Once again, if we look at New York City we see this result quite clearly. In the dense inner suburbs people don’t need to own a car, in fact I think 70% of Manhatten residents don’t own a car, because the urban areas are dense enough and mixed-use enough to make it possible for the community trips to be undertaken without a car. Further out into the outer suburbs of New York, public transport use remains reasonably high for work commuting, but falls away for these community trips. As a result, more people need to own cars and the places are still fairly auto-dependent.
Anyway, getting back to the issue of employment densities in Auckland, the ARC has looked at this issue in quite a bit of detail in the analysis of forming a “where should we grow” plan to follow on from the 1999 Regional Growth Strategy. The different “growth scenarios” are outlined below:
Scenario 1 takes a compact urban form approach, based on high density centres and corridors. As a general theme, this scenario focuses future growth in centres that are located on or near the current and future Rapid Transit Network (RTN). This recognises the importance of leveraging off existing and planned investment in the transport network. In this scenario all projected future growth is provided within the urban area (as of 2008). This includes all future residential growth, Group 2 (retail, business services, offices etc) and Group 1 (manufacturing, transport and storage, wholesale trade, construction) business land. This scenario gives particular prominence to the Central Business District (CBD) and CBD fringe and four centres (called regional centres) recognising that these centres will have a strategic role to play in terms of scale and function to meet a range of housing and employment needs. A number of centres play a supporting role for growth and change (called principal and town centres).
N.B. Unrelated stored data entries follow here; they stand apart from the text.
PR #220, opened 2025-05-04
fix: add CORS middleware to stop maintenance screen on localhost:3000

Laydan-Skilton:
When running the frontend in local‑dev (http://localhost:3000) against our FastAPI backend, the dashboard stayed stuck on the “maintenance” screen because the browser’s fetch requests to /api/health were being blocked by CORS. This patch adds CORS middleware to the backend so that the frontend can successfully call the health (and all other) endpoints during local development.

### DIFF
--- a/backend/api.py
+++ b/backend/api.py
@@ -109,7 +109,12 @@ async def log_requests_middleware(request: Request, call_next):
         raise
 
 # Define allowed origins based on environment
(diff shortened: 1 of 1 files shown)


Laydan-Skilton:
Note: This change only enables CORS for localhost:3000 in development.
Production deployment will restrict origins to real domains.

PR #239, opened 2025-05-07
Minor fixes

nonsleepr:
Fix crashes when agent logs.
Fix crashes when the web search doesn't have `num_results`.

TODO: Provide feedback to the agent if the tool call parsing failed (currently it silently stops execution)


nonsleepr:
Well, this is awkward, @markokraemer, why close legit bugfixes without merging?

PR #270, opened 2025-05-12
feat: add SSR SEO meta and dynamic OG public agent replay pages

rishimohan:
**Issue:**

- currently the agent replay pages which are public(e.g https://www.suna.so/share/5ee791ac-e19c-4986-a61c-6d0659d0e5bc) are being rendered client side, which makes it hard for search engines to crawl and index
- the SEO meta tags on these pages are being applied client side, which doesn't work and if you share these pages on social sites or check these pages on Open Graph tools(ref: https://www.opengraph.xyz/url/https%3A%2F%2Fwww.suna.so%2Fshare%2F5ee791ac-e19c-4986-a61c-6d0659d0e5bc), you'll see the pages have static title, description and no open graph image. It's important to have the title, description, og image on the server side to make sure the data reflects correctly

**This PR**:

- updated the page so public agent page's title, description and og image are correctly reflected. this can be tested on preview URL for this PR which I'll add once the PR is deployed
- the dynamic OG image is powered by [Orshot.com](https://orshot.com)'s studio template for Suna which I've designed in Suna's workspace on Orshot, it can be further edited and updated as needed
- also added fallback for the OG image for these agent pages

Todo:

- For the dynamic OG image to work, we need to add `ORSHOT_API_KEY` in env variables in Vercel or wherever the frontend is deployed, cc: @markokraemer


frontend/src/app/api/share-page/og-image/route.tsx
```diff
@@ -0,0 +1,34 @@
+import { NextResponse } from 'next/server';
```
rishimohan, line 1: Change Explanation: The route makes a call to the custom OG image template(ID: 10) in Orshot to generate and get back image binary

frontend/src/app/share/[threadId]/layout.tsx
```diff
@@ -1,19 +1,46 @@
 import { Metadata } from 'next';
```
Comment (rishimohan) [inline frontend/src/app/share/[threadId]/layout.tsx:1]: Change Explanation: 

- here `thread` and the corresponding `project` are fetched to pass the project title and description in the page's meta title and description and open graph tags. This is server-side and right place to set the meta tags
- we use the route `/api/share-page/og-image/route.tsx` to generate OG image based on the project's title

frontend/src/lib/api-server.ts
```diff
@@ -0,0 +1,109 @@
+import { Project, Thread } from '@/lib/api';
```
rishimohan, line 1: Change Explanation: These two functions `getThread` and `getProject` are added to be used in the file above `app/share/[threadId]/layout.tsx` to get project's meta details

These are server side functions and different from same same functions in `src/lib/api.ts`

rishimohan:
@markokraemer The PR is ready for review, feel free to share if you have any questions

markokraemer:
Okay, just make sure that it only does it if Env Var mode is set to "PRODUCTION" or "STAGING" so that any local users dont get any issues and dont have to setup ORSHOT_API_KEY

rishimohan:
@markokraemer Good suggestion! made the change here: https://github.com/kortix-ai/suna/pull/270/files#diff-f00aa33c438e107ae2d166b2d79d849d289c36f289eec1c25c070a24223c98e2R32

Should I add Orshot as an optional requirement here in the list? https://github.com/kortix-ai/suna#prerequisites

markokraemer:
No need as it only refers to the staging & prod deployments & the template would be missing either way

PR #323, opened 2025-05-14
chore(dev): wireframe of memory management

escapade-mckv:
First Memory Management Prototype

- Save on Web Search: Automatically persists each web-search query/results as a semantic memory.
- Recall Before LLM Calls: Loads top 5 relevant memories into the prompt ahead of every model invocation.
- Next Step: Enable the agent itself to decide when to invoke <save_memory> and <retrieve_memories> autonomously.

### DIFF
--- a/backend/.gitignore
+++ b/backend/.gitignore
@@ -175,3 +175,5 @@ state.json
 *.db
 
 .env.scripts
+
+/logs
--- a/backend/agent/memory_manager.py
+++ b/backend/agent/memory_manager.py
@@ -1,0 +1,212 @@
+import os
+import logging
+from typing import List, Dict, Optional, Literal, Any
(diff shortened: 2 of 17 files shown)


markokraemer:
Save on Web Search: Automatically persists each web-search query/results as a semantic memory.
-> it should rather save from the Web search what it considers to be semantic info etc...
Or we just shouldnt declare it as semantic memory

markokraemer:
Recall Before LLM Calls: Loads top 5 relevant memories into the prompt ahead of every model invocation. -> pros/cons when  having retrieve memories tool only

markokraemer:
Next Step: Enable the agent itself to decide when to invoke <save_memory> and <retrieve_memories> autonomously 

Lets implement this fully

PR #343, opened 2025-05-16
Make sidebar selection more subtle and minimal

### LINKED ISSUE #337: Make it more subtle, its not clean & minimal.

mjdierkes:
Fixes #337

Multi conversation selection should be a shift click, and use the built in ellipsis of the UI. 
This PR removes the need for a separate interface for multi conversation selection.

https://github.com/user-attachments/assets/1769342d-ea45-4086-891f-f369f0bcf363

### DIFF
--- a/frontend/src/app/(dashboard)/agents/[threadId]/page.tsx
+++ b/frontend/src/app/(dashboard)/agents/[threadId]/page.tsx
@@ -1173,14 +1173,14 @@ export default function ThreadPage({
 
           <div
             className={cn(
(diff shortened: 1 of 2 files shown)


markokraemer:
Issue with this implementation is that it feels weird just being able to click & select multiple like that

Maybe when u hover over 1 it shows u the checkbox to select instead of the chat icon


So when u hover u can select it for bulk & then it also shows u the mass delete action or smth.

Smth smoother

markokraemer:
Issue with this implementation is that it feels weird just being able to click & select multiple like that

Maybe when u hover over 1 it shows u the checkbox to select instead of the chat icon


So when u hover u can select it for bulk & then it also shows u the mass delete action or smth.

Smth smoother

PR #476, opened 2025-05-25
Fix: Add gunicorn to backend requirements.txt

Gustavoov22:
Ensures that gunicorn is listed as a dependency in requirements.txt, consistent with its installation in the Dockerfile. This addresses a potential inconsistency in dependency management for the backend service.


Gustavoov22:
I fixed with cursor

PR #491, opened 2025-05-26
fix: Modify log level from INFO to DEFAULT as Langfuse doesnt support…

LiYuanBr:
This PR fixes the langfuse level parameter.
Available levels: DEBUG, DEFAULT, WARNING, ERROR.


markokraemer:
@tnfssc check & merge

PR #589, opened 2025-06-01
Hi, I've been working on enabling a local-first backend for Suna, usi…

0HASHMI0:
…ng SQLite for the database and local file storage. This is a big step towards making Suna work offline and preparing for Flutter integration, which aligns with your goal of using freeware and offline alternatives.

Here's a breakdown of what I've done:

**Phase 1: Adapting the Backend for Local/Offline Operation**

*   **Database Abstraction:** I've set up a system that can switch between SQLite and Supabase for the database. SQLite is now the default.
*   **SQLite Setup:** I defined the structure for all the essential data, like users, threads, messages, and so on, within SQLite.
*   **Configuration Updates:** I've updated the configuration files and the setup process to prioritize the local SQLite setup. Using cloud services is now optional.
*   **Core Logic Changes:** I've modified the main parts of the backend, like how threads are managed and how agents communicate, to use this new database system.
*   **Simpler Authentication:** For the local SQLite mode, I've made authentication easier. If you're running locally, it can use a default local user.
*   **Local File Storage:** I've added a way to save files (like screenshots) directly to your local system.
*   **Cloud Service Adjustments:**
    *   Billing features are turned off or simulated when you're using SQLite.
    *   Some tools specific to Supabase are disabled in SQLite mode.
*   **Documentation Updates:** I've updated the main README and the self-hosting guide to reflect this new local-first approach.

**Phase 2: Preparing for Flutter Integration (Started)**

*   **API Review:** I checked the existing ways the frontend can talk to the backend, and they mostly look good for Flutter. The main thing needed is a way to serve local files.

With these changes, you can run the Suna backend locally with very few external needs (mainly an LLM API key). All your data will be stored in an SQLite database and local files.

### DIFF
--- a/README.md
+++ b/README.md
@@ -21,12 +21,13 @@ Suna's powerful toolkit includes seamless browser automation to navigate the web
 ## Table of Contents
 
 - [Suna Architecture](#project-architecture)
-  - [Backend API](#backend-api)
-  - [Frontend](#frontend)
-  - [Agent Docker](#agent-docker)
-  - [Supabase Database](#supabase-database)
 - [Use Cases](#use-cases)
-- [Self-Hosting](#self-hosting)
+- [Getting Started (Local Development)](#getting-started-local-development)
+- [Database Options](#database-options)
+- [File Storage in Local Mode](#file-storage-in-local-mode)
+- [Authentication in Local Mode](#authentication-in-local-mode)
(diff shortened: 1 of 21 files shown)


markokraemer:
That wont work because we are using Supabase SDK everywhere to interact with data. You can do fully self-hosted Supabase if you wish to run 100% locally.

PR #773, opened 2025-06-19
fixed numbering

webpav:
fixed incorrect numbering in prompt


markokraemer:
Thanks for informing fixed in a recent commit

Scenario 2 also takes a compact urban form approach, through high density centres and corridors, in locations on the current and future RTN, but it provides more dispersed growth than Scenario 1. Most future growth is provided within the 2008 urban area; however this scenario also provides for the expansion of some existing rural towns and the development of some new large transit orientated towns i.e. new towns on the RTN, and outside the current Metropolitan Urban Limit (MuL). As with Scenario 1, this scenario gives prominence to the CBD and CBD fringe, four regional centres, and a range of principle and town centres play a supporting role for growth and change. However, all centres tend to provide less capacity than those in Scenario 1.
Scenario 3 is based on information provided by the region’s territorial authorities. It provides an opportunity to test local ideas about growth management to 2050. It is similar to Scenarios 1 and 2 in that most growth is focused in a network of centres and corridors aligned to the Rapid and Quality Transit Networks. Additionally, Scenario 3 includes some “Intensification Areas” in Manukau and North Shore cities. These are broad corridor-like areas outside centres that have been considered appropriate for greater intensification. Further capacity is provided by suburban infill and in a proliferation of Local and Neighbourhood Centres, of which there are considerably more than in Scenarios 1 and 2. It is therefore a feature of Scenario 3 that whilst growth is directed into centres, there is a significant amount of capacity dispersed elsewhere within the metropolitan area into smaller centres and general suburban infill. The CBD remains the pre-eminent centre and it is supported by the six regional centres of Manukau City, Albany, Takapuna, Henderson, New Lynn, and Westgate. These 6 regional centres vary greatly in size and potentially therefore in role and function. Supporting these are numerous principal and town centres.
Scenario 4 is based on Proposed Plan Change 6 (PC 6) of the Auckland Regional Policy Statement (ARPS). PC6 is based on Regional Growth Strategy (RGS) principles. Scenario 4 varies from the other three scenarios in that it has different centre categories from those advocated in the Regional Classification Project. However, it is generally consistent with the other scenarios in that, it promotes the compact urban growth approach with strong residential and employment growth in a pre-eminent CBD, and also in sub- regional centres and town centres. In contrast to the other scenarios, Scenario 4 does not identify any growth capacity in lower tier local centres and neighbourhood centres. It is therefore strongly reliant on a large amount of future capacity being achieved in higher level centres, in general infill, and in the development of remaining vacant land.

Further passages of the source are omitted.